ALPS: Improved Optimization for Highly Sparse One-Shot Pruning for Large Language Models

Xiang Meng,Kayhan Behdin,Haoyue Wang,Rahul Mazumder
2024-08-04
Abstract:The impressive performance of Large Language Models (LLMs) across various natural language processing tasks comes at the cost of vast computational resources and storage requirements. One-shot pruning techniques offer a way to alleviate these burdens by removing redundant weights without the need for retraining. Yet, the massive scale of LLMs often forces current pruning approaches to rely on heuristics instead of optimization-based techniques, potentially resulting in suboptimal compression. In this paper, we introduce ALPS, an optimization-based framework that tackles the pruning problem using the operator splitting technique and a preconditioned conjugate gradient-based post-processing step. Our approach incorporates novel techniques to accelerate and theoretically guarantee convergence while leveraging vectorization and GPU parallelism for efficiency. ALPS substantially outperforms state-of-the-art methods in terms of the pruning objective and perplexity reduction, particularly for highly sparse models. On the OPT-30B model with 70% sparsity, ALPS achieves a 13% reduction in test perplexity on the WikiText dataset and a 19% improvement in zero-shot benchmark performance compared to existing methods.
Machine Learning
What problem does this paper attempt to address?

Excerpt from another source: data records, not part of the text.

PR #411, opened 2015-12-14
send empty content to client application for 204 no content situation

laki88:


bsenduran:
can you please point to the public jira associated with the JIRA

laki88:
public jira is https://wso2.org/jira/browse/ESBJAVA-4386. this is resolved by the PR mentioned in jira.

PR #427, opened 2016-01-11
Improve the script mediator allow set properties with a scope

kishokpriya:


Buddhima:
Updated PR: https://github.com/wso2/wso2-synapse/pull/506

PR #495, opened 2016-03-25
Added an improvement to support DLC when we drop the message after ma…

shafreenAnfar:
…ximum number of retries in MP


shafreenAnfar:
There is a slight issue in the pull request. So closed it without merging.

PR #509, opened 2016-04-25
Fixing json when empty payload is sent with json content type

virajsenevirathne:
There are three main cases to be considered,

1. Different payload type is sent with JSON content type - With the fix it will throw an axis fault
2. Empty JSON payload sent with JSON content type & 
3. Non-empty JSON payload with JSON content type - Considered it as valid payload and continue with the processing


virajsenevirathne:
Related with https://github.com/wso2/wso2-synapse/pull/510

PR #519, opened 2016-05-03
Changes needed for mediation debugger wire logs

lankavitharana:


modules/transports/core/nhttp/src/main/java/org/apache/synapse/transport/http/conn/LoggingNHttpClientConnection.java
```diff
@@ -105,11 +108,83 @@ public void consumeInput(final NHttpClientEventHandler handler) {
         if (this.log.isDebugEnabled()) {
             this.log.debug(this.id + ": Consume input");
         }
-        super.consumeInput(handler);
-        if (isReleaseConn()) {
-            if (handler instanceof TargetHandler) {
-                ((TargetHandler) handler).getTargetConfiguration().getConnections().releaseConnection(this);
-                this.setReleaseConn(false);
+//        super.consumeInput(handler);
```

The paper primarily addresses the issues of significant computational resource consumption and high storage demands in large language models (LLMs) by proposing a new framework called ALPS (ADMM-based LLM Pruning in one Shot). The aim is to reduce the number of model parameters through one-shot pruning techniques, thereby improving model efficiency. Specifically, ALPS addresses the following issues: 1. **Resource consumption of large-scale language models**: While LLMs perform excellently in natural language processing tasks, their large scale brings about high computational costs and storage demands. 2. **Application of one-shot pruning techniques**: Unlike traditional iterative pruning methods that require retraining, one-shot pruning techniques can remove redundant weights without additional training, thus reducing computational burden. 3. **Insufficient application of optimization techniques in pruning**: Due to the massive scale of LLMs, existing pruning methods often rely on heuristic algorithms rather than optimization techniques, which may lead to suboptimal compression results. To solve the above problems, ALPS proposes a framework based on the Operator Splitting Technique, specifically the Alternating Direction Method of Multipliers (ADMM), combined with a post-processing step using the Preconditioned Conjugate Gradient (PCG) method to achieve effective pruning of model weights. Specifically: - ALPS formulates the pruning problem as an optimization problem with `ℓ0` constraints and directly uses ADMM to solve this problem, simultaneously determining the support set of weights and updating these weights. - Once the support set stabilizes, ALPS employs a modified PCG method to solve for the optimal weights. This method leverages the sparse matrix structure and the advantages of GPU parallel computing, significantly improving computational speed. - By introducing a new penalty parameter update scheme, ALPS can ensure convergence while finding a high-quality support set. - Experimental results show that under high sparsity conditions, ALPS achieves significant improvements in pruning targets and perplexity reduction compared to existing methods. In summary, the goal of ALPS is to achieve one-shot pruning of large language models through efficient optimization methods, thereby effectively reducing the computational cost and storage demands of the model while maintaining or enhancing model performance.